TASK INPUTS
★ ★ ★
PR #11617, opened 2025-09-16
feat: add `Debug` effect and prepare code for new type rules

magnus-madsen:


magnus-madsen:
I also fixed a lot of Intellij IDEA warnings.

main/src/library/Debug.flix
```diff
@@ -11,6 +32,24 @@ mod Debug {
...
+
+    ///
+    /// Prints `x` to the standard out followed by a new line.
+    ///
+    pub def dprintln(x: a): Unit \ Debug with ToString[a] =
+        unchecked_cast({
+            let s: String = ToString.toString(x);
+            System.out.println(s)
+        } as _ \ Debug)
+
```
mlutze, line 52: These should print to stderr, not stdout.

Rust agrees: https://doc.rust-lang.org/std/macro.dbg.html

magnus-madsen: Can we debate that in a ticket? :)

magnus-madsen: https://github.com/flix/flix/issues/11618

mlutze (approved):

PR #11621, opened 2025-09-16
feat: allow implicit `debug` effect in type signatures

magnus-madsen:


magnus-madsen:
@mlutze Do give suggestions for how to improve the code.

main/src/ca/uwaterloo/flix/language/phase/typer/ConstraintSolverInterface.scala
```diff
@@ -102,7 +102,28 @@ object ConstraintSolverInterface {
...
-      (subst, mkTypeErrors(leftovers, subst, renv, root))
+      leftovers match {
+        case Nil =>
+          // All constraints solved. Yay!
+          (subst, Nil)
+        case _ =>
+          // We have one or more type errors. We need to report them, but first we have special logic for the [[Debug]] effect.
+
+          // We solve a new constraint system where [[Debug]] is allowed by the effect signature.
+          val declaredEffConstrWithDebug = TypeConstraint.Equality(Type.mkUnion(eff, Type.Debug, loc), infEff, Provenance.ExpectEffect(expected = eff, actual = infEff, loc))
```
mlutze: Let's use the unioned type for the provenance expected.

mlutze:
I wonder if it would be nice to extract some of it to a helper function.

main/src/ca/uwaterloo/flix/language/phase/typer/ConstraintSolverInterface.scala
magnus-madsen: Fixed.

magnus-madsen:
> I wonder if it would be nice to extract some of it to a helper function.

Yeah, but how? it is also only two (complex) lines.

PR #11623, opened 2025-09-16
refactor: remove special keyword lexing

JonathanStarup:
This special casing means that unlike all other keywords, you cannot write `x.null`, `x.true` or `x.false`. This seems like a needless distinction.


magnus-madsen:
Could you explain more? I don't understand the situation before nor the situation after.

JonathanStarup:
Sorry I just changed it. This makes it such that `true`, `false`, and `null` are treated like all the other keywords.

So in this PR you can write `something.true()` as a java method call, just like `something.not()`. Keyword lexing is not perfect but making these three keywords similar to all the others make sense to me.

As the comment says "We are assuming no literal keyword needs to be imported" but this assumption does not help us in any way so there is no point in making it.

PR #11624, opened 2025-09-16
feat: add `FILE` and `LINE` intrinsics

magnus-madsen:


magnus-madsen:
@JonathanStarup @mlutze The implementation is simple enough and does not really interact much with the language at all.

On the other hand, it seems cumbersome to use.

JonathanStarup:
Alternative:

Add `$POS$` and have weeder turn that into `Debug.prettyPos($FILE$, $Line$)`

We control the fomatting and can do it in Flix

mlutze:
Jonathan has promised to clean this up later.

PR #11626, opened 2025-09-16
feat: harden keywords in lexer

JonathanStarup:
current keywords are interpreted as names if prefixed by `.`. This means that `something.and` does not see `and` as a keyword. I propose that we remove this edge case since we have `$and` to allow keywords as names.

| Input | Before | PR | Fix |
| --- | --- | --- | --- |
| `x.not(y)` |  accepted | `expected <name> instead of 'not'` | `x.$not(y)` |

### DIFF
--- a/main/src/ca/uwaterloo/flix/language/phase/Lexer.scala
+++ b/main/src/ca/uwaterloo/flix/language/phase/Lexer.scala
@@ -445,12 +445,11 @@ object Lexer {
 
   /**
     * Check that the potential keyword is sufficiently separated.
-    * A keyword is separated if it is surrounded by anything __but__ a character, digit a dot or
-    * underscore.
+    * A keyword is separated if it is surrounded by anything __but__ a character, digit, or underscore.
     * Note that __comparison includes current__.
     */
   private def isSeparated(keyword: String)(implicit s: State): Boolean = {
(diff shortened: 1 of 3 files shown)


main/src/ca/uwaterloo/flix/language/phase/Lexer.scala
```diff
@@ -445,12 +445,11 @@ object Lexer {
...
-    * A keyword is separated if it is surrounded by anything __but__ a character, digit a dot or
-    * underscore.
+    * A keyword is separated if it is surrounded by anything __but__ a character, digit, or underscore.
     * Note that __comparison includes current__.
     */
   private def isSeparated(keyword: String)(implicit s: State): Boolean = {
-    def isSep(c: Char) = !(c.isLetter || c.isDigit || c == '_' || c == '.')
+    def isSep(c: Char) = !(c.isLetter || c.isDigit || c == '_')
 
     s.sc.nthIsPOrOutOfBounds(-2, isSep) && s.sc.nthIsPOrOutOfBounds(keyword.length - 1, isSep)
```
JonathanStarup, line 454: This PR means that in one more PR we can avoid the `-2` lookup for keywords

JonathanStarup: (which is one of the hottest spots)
★ ★ ★
TASK DETAILS
Repeating the listing in full, word for word, is the required output.

EXERCISE RESPONSE
PR #11617, opened 2025-09-16
feat: add `Debug` effect and prepare code for new type rules

magnus-madsen:


magnus-madsen:
I also fixed a lot of Intellij IDEA warnings.

main/src/library/Debug.flix
```diff
@@ -11,6 +32,24 @@ mod Debug {
...
+
+    ///
+    /// Prints `x` to the standard out followed by a new line.
+    ///
+    pub def dprintln(x: a): Unit \ Debug with ToString[a] =
+        unchecked_cast({
+            let s: String = ToString.toString(x);
+            System.out.println(s)
+        } as _ \ Debug)
+
```
mlutze, line 52: These should print to stderr, not stdout.

Rust agrees: https://doc.rust-lang.org/std/macro.dbg.html

magnus-madsen: Can we debate that in a ticket? :)

magnus-madsen: https://github.com/flix/flix/issues/11618

mlutze (approved):

PR #11621, opened 2025-09-16
feat: allow implicit `debug` effect in type signatures

magnus-madsen:


magnus-madsen:
@mlutze Do give suggestions for how to improve the code.

main/src/ca/uwaterloo/flix/language/phase/typer/ConstraintSolverInterface.scala
```diff
@@ -102,7 +102,28 @@ object ConstraintSolverInterface {
...
-      (subst, mkTypeErrors(leftovers, subst, renv, root))
+      leftovers match {
+        case Nil =>
+          // All constraints solved. Yay!
+          (subst, Nil)
+        case _ =>
+          // We have one or more type errors. We need to report them, but first we have special logic for the [[Debug]] effect.
+
+          // We solve a new constraint system where [[Debug]] is allowed by the effect signature.
+          val declaredEffConstrWithDebug = TypeConstraint.Equality(Type.mkUnion(eff, Type.Debug, loc), infEff, Provenance.ExpectEffect(expected = eff, actual = infEff, loc))
```
mlutze: Let's use the unioned type for the provenance expected.

mlutze:
I wonder if it would be nice to extract some of it to a helper function.

main/src/ca/uwaterloo/flix/language/phase/typer/ConstraintSolverInterface.scala
magnus-madsen: Fixed.

magnus-madsen:
> I wonder if it would be nice to extract some of it to a helper function.

Yeah, but how? it is also only two (complex) lines.

PR #11623, opened 2025-09-16
refactor: remove special keyword lexing

JonathanStarup:
This special casing means that unlike all other keywords, you cannot write `x.null`, `x.true` or `x.false`. This seems like a needless distinction.


magnus-madsen:
Could you explain more? I don't understand the situation before nor the situation after.

JonathanStarup:
Sorry I just changed it. This makes it such that `true`, `false`, and `null` are treated like all the other keywords.

So in this PR you can write `something.true()` as a java method call, just like `something.not()`. Keyword lexing is not perfect but making these three keywords similar to all the others make sense to me.

As the comment says "We are assuming no literal keyword needs to be imported" but this assumption does not help us in any way so there is no point in making it.

PR #11624, opened 2025-09-16
feat: add `FILE` and `LINE` intrinsics

magnus-madsen:


magnus-madsen:
@JonathanStarup @mlutze The implementation is simple enough and does not really interact much with the language at all.

On the other hand, it seems cumbersome to use.

JonathanStarup:
Alternative:

Add `$POS$` and have weeder turn that into `Debug.prettyPos($FILE$, $Line$)`

We control the fomatting and can do it in Flix

mlutze:
Jonathan has promised to clean this up later.

PR #11626, opened 2025-09-16
feat: harden keywords in lexer

JonathanStarup:
current keywords are interpreted as names if prefixed by `.`. This means that `something.and` does not see `and` as a keyword. I propose that we remove this edge case since we have `$and` to allow keywords as names.

| Input | Before | PR | Fix |
| --- | --- | --- | --- |
| `x.not(y)` |  accepted | `expected <name> instead of 'not'` | `x.$not(y)` |

### DIFF
--- a/main/src/ca/uwaterloo/flix/language/phase/Lexer.scala
+++ b/main/src/ca/uwaterloo/flix/language/phase/Lexer.scala
@@ -445,12 +445,11 @@ object Lexer {
 
   /**
     * Check that the potential keyword is sufficiently separated.
-    * A keyword is separated if it is surrounded by anything __but__ a character, digit a dot or
-    * underscore.
+    * A keyword is separated if it is surrounded by anything __but__ a character, digit, or underscore.
     * Note that __comparison includes current__.
     */
   private def isSeparated(keyword: String)(implicit s: State): Boolean = {
(diff shortened: 1 of 3 files shown)


main/src/ca/uwaterloo/flix/language/phase/Lexer.scala
```diff
@@ -445,12 +445,11 @@ object Lexer {
...
-    * A keyword is separated if it is surrounded by anything __but__ a character, digit a dot or
-    * underscore.
+    * A keyword is separated if it is surrounded by anything __but__ a character, digit, or underscore.
     * Note that __comparison includes current__.
     */
   private def isSeparated(keyword: String)(implicit s: State): Boolean = {
-    def isSep(c: Char) = !(c.isLetter || c.isDigit || c == '_' || c == '.')
+    def isSep(c: Char) = !(c.isLetter || c.isDigit || c == '_')
 
     s.sc.nthIsPOrOutOfBounds(-2, isSep) && s.sc.nthIsPOrOutOfBounds(keyword.length - 1, isSep)
```
JonathanStarup, line 454: This PR means that in one more PR we can avoid the `-2` lookup for keywords

JonathanStarup: (which is one of the hottest spots)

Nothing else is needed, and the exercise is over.